Devolution, de-evolution, or backward evolution is the notion that species can revert to supposedly more primitive forms over time.
The concept is related to the idea that evolution has a purpose (teleology) and is progressive (orthogenesis), for example that feet might be better than hooves or lungs than gills. However, evolutionary biology makes no such assumptions, and natural selection shapes adaptations with no foreknowledge of any kind. It is possible for small changes such as in the frequency of a single gene to be reversed by chance or selection, but this is no different from the normal course of evolution.
In the 19th century, when belief in orthogenesis was widespread, the idea of devolution was advocated by zoologists such as Ray Lankester and Anton Dohrn, and the palaeontologists Alpheus Hyatt and Carl H. Eigenmann. The idea was used in Kurt Vonnegut's 1999 novel Galápagos, where he portrays a society that has evolved backwards to have small brains.
Dollo's law of irreversibility, first stated in 1893 by the palaeontologist Louis Dollo, denies the possibility of devolution. The evolutionary biologist Richard Dawkins explains Dollo's law as being simply a statement about the improbability of evolution's following precisely the same path twice.

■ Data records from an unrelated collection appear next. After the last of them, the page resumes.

PR #41, opened 2021-06-05
User types example code

bmatsuo-at-luthersystems:
This is the code from the talk I gave, along with an example which I didn't have time to cover in the main talk.

### DIFF
--- a/_examples/user-defined-types/address-book.lisp
+++ b/_examples/user-defined-types/address-book.lisp
@@ -1,0 +1,20 @@
+(set 'address-book (sorted-map))
+
+(defun make-contact-info (name phone)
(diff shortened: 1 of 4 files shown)


bmatsuo-at-luthersystems:
Ugh. Something happening on this branch. I meant to put this code under _examples.

jeremy-asher:
Nice, thanks! Is there any significance to the `_solved` suffix on some of the filenames?

bmatsuo-at-luthersystems:
Ah. Right. I guess I started that because address-book.lisp was representing the "problem" and the other files were the "solution" to the problem.

jeremy-asher:
Ah, gotcha.

jeremy-asher (approved):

The idea of devolution is based at least partly on the presumption that evolution requires some sort of purposeful direction towards "increasing complexity". Modern evolutionary theory, beginning with Darwin at least, poses no such presumption. and the concept of evolutionary change is independent of either any increase in complexity of organisms sharing a gene pool, or any decrease, such as in vestigiality or in loss of genes. Earlier views that species are subject to "cultural decay", "drives to perfection", or "devolution" are practically meaningless in terms of current (neo-)Darwinian theory. Early scientific theories of transmutation of species such as Lamarckism and orthogenesis perceived species diversity as a result of a purposeful internal drive or tendency to form improved adaptations to the environment. In contrast, Darwinian evolution and its elaboration in the light of subsequent advances in biological research, have shown that adaptation through natural selection comes about when particular heritable attributes in a population happen to give a better chance of successful reproduction in the reigning environment than rival attributes do. By the same process less advantageous attributes are less "successful"; they decrease in frequency or are lost completely. Since Darwin's time it has been shown how these changes in the frequencies of attributes occur according to the mechanisms of genetics and the laws of inheritance originally investigated by Gregor Mendel. Combined with Darwin's original insights, genetic advances led to what has variously been called the modern evolutionary synthesis or neo-Darwinism. In these terms evolutionary adaptation may occur most obviously through the natural selection of particular alleles. Such alleles may be long established, or they may be new mutations. Selection also might arise from more complex epigenetic or other chromosomal changes, but the fundamental requirement is that any adaptive effect must be heritable.